Marketers can be really freaking annoying.
“You need to build a brand.”
“You can’t only invest in the short term.”
“You have to think long term, blah blah blah.”
And yes, they’re right.
Just like I should spend 20 minutes stretching, meditate, journal, and hit the gym every morning.
Instead, I chug my coffee, drag my daughter out of bed, feed her, and remind her every 2.5 minutes that we’re going to be late.
Point being, resources like my time in the morning are limited. Trade-offs are real.
Running a business isn’t about belief. It’s about resource allocation.
Every company, no matter how big, faces the same constraint: limited time, money, and patience. But more than that, it’s about the ability to focus operational efforts toward a clear, desired outcome.
You can’t fund every idea, initiative, or campaign.

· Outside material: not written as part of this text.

PR #459, opened 2026-06-29
fix(pi): avoid undefined system prompt prefix

### LINKED ISSUE #440: pi-extension: event.systemPrompt missing returns literal 'undefined' prepended to prompt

You have to make choices. How much to spend. What revenue you can actually drive. What margin you still have to hit. If you’re a public company, you’re boxed in by market expectations. If you’re private, maybe you have a little more freedom, but probably a lot more debt.

So are marketers wrong when they push for brand building? Absolutely not. The smart play is to balance short-term demand capture with long-term demand generation. The problem is, brand building behaves like a capital investment that you can’t depreciate like a building or a warehouse, which makes it a much harder sell to anyone who has to sign the check.
The next time you complain that your company doesn’t “get” brand, ask yourself a harder question: have you built enough confidence that, among all possible investments, marketing is one of the best bets for future growth?
Inside every company, there’s always someone convinced the answer lies elsewhere. If sales are flat, someone will push to expand distribution or the Sales team. If growth slows, someone else will argue for a new product launch. And if margins are tight, the CFO will always suggest spending less. That’s their job. And it’s yours to show that marketing isn’t just an expense, it’s a strategic investment that compounds over time.
Long-term conviction is built on short-term credibility.
If you can prove that marketing moves the needle today, it becomes much easier to earn trust for tomorrow. That could be an incrementality test that shows a measurable lift in sales, an MMM read that validates your spend efficiency, customer feedback during a sales call that credits your campaign for awareness, or even a correlation between marketing and deal velocity in B2B.
None of these are silver bullets, but each creates a breadcrumb trail of proof. Evidence that marketing works not just in theory, but in practice.
The truth is, marketing doesn’t need blind faith. It needs confidence that compounds. Every short-term proof point makes the next long-term investment a little easier to justify. Every earned win builds trust in the next experiment. Over time, that trust grows stronger and more valuable, much like brand equity itself.
Because in the end, brand building isn’t a leap of faith. It’s a test of conviction, made harder by the reality that time, money, and focus are always in short supply.